Problem statement
Please write out the listing exactly, with nothing altered.

Material provided
* * * * * * *

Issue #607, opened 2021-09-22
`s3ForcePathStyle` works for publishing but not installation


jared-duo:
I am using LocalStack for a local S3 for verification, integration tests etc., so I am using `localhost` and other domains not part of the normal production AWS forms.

* * * * * * *

Solution to this exercise
Issue #607, opened 2021-09-22
`s3ForcePathStyle` works for publishing but not installation


jared-duo:
I am using LocalStack for a local S3 for verification, integration tests etc., so I am using `localhost` and other domains not part of the normal production AWS forms.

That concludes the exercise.